Data records:
■ ■ ■ ■
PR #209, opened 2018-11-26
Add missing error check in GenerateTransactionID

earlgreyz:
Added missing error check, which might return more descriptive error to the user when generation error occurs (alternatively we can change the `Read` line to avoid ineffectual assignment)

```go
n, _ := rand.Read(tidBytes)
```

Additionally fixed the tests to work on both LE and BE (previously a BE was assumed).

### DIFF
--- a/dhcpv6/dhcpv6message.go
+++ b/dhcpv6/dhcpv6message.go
■ ■ ■ ■
> _EXERCISE BRIEF_
Only lines with the word "check" are wanted; pull each of them from the records.

> _TASK RESPONSE_
Add missing error check in GenerateTransactionID
Added missing error check, which might return more descriptive error to the user when generation error occurs (alternatively we can change the `Read` line to avoid ineffectual assignment)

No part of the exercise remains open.